PR #4936, opened 2024-10-29
Add periodic update check to editor

GogoVega:

## Proposed changes

Part of #4931.

If enabled in the settings, every 30 minutes an update check will be launched.
The cumulative time is incremented every minute if the editor is open and active.

## Checklist

### DIFF
--- a/packages/node_modules/@node-red/editor-client/src/js/ui/palette-editor.js
+++ b/packages/node_modules/@node-red/editor-client/src/js/ui/palette-editor.js
@@ -583,6 +583,8 @@ RED.palette.editor = (function() {
     var updateAllowList = ['*'];
     var updateDenyList = [];
 
+    var settingsPane;
+
     function init() {
         catalogues = RED.settings.theme('palette.catalogues')||['https://catalogue.nodered.org/catalogue.json']
         if (RED.settings.get('externalModules.palette.allowInstall', true) === false) {
@@ -607,6 +609,10 @@ RED.palette.editor = (function() {
         updateDenyList = RED.utils.parseModuleList(updateDenyList);
         updateAllowed = RED.settings.get("externalModules.palette.allowUpdate",true);
 
+        if (RED.settings.get("editorTheme.palette.checkForUpdates", true) === true) {
+            // Enable checking for updates triggered every 30 minutes
+            initCheckForUpdatesInterval();
+        }
 
         createSettingsPane();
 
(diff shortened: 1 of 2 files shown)


packages/node_modules/@node-red/editor-client/src/js/ui/palette-editor.js
```diff
@@ -727,7 +733,34 @@ RED.palette.editor = (function() {
...
+        });
+
+        setInterval(function () {
+            if (document.visibilityState === "visible") {
+                activeTime += (Date.now() - lastActiveTime) / 1000;
+                lastActiveTime = Date.now();
+
+                if (activeTime >= INTERVAL) {
+                    activeTime = 0;
+                    getSettingsPane();
```
knolleary, line 759: As mentioned in the other PR - we need a separate API for refreshing the catalogues if we choose to go ahead with this PR (I'm not sold on the idea as being that useful given the typical usage of the editor).

The key point being - `getSettingsPane()` will cause the browser to generate the whole DOM needed for the palette manager; that's a lot of work that should only be done when we want to show the palette manager. It should not be done as part of the background check to see if updates are available.

knolleary (changes requested):

packages/node_modules/@node-red/editor-client/src/js/ui/palette-editor.js
```diff
@@ -607,6 +609,10 @@ RED.palette.editor = (function() {
         updateDenyList = RED.utils.parseModuleList(updateDenyList);
         updateAllowed = RED.settings.get("externalModules.palette.allowUpdate",true);
 
+        if (RED.settings.get("editorTheme.palette.checkForUpdates", true) === true) {
```
dceejay, line 612: Seeing as you are adding a setting - why not make this the actual interval instead of just true/false... If set to a vlid number then use it - if not then no update check.

packages/node_modules/node-red/settings.js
######
EXERCISE GOAL
Each line of the data is to be retyped exactly.

PROBLEM SOLUTION
PR #4936, opened 2024-10-29
Add periodic update check to editor

GogoVega:

## Proposed changes

Part of #4931.

If enabled in the settings, every 30 minutes an update check will be launched.
The cumulative time is incremented every minute if the editor is open and active.

## Checklist

### DIFF
--- a/packages/node_modules/@node-red/editor-client/src/js/ui/palette-editor.js
+++ b/packages/node_modules/@node-red/editor-client/src/js/ui/palette-editor.js
@@ -583,6 +583,8 @@ RED.palette.editor = (function() {
     var updateAllowList = ['*'];
     var updateDenyList = [];
 
+    var settingsPane;
+
     function init() {
         catalogues = RED.settings.theme('palette.catalogues')||['https://catalogue.nodered.org/catalogue.json']
         if (RED.settings.get('externalModules.palette.allowInstall', true) === false) {
@@ -607,6 +609,10 @@ RED.palette.editor = (function() {
         updateDenyList = RED.utils.parseModuleList(updateDenyList);
         updateAllowed = RED.settings.get("externalModules.palette.allowUpdate",true);
 
+        if (RED.settings.get("editorTheme.palette.checkForUpdates", true) === true) {
+            // Enable checking for updates triggered every 30 minutes
+            initCheckForUpdatesInterval();
+        }
 
         createSettingsPane();
 
(diff shortened: 1 of 2 files shown)


packages/node_modules/@node-red/editor-client/src/js/ui/palette-editor.js
```diff
@@ -727,7 +733,34 @@ RED.palette.editor = (function() {
...
+        });
+
+        setInterval(function () {
+            if (document.visibilityState === "visible") {
+                activeTime += (Date.now() - lastActiveTime) / 1000;
+                lastActiveTime = Date.now();
+
+                if (activeTime >= INTERVAL) {
+                    activeTime = 0;
+                    getSettingsPane();
```
knolleary, line 759: As mentioned in the other PR - we need a separate API for refreshing the catalogues if we choose to go ahead with this PR (I'm not sold on the idea as being that useful given the typical usage of the editor).

The key point being - `getSettingsPane()` will cause the browser to generate the whole DOM needed for the palette manager; that's a lot of work that should only be done when we want to show the palette manager. It should not be done as part of the background check to see if updates are available.

knolleary (changes requested):

packages/node_modules/@node-red/editor-client/src/js/ui/palette-editor.js
```diff
@@ -607,6 +609,10 @@ RED.palette.editor = (function() {
         updateDenyList = RED.utils.parseModuleList(updateDenyList);
         updateAllowed = RED.settings.get("externalModules.palette.allowUpdate",true);
 
+        if (RED.settings.get("editorTheme.palette.checkForUpdates", true) === true) {
```
dceejay, line 612: Seeing as you are adding a setting - why not make this the actual interval instead of just true/false... If set to a vlid number then use it - if not then no update check.

packages/node_modules/node-red/settings.js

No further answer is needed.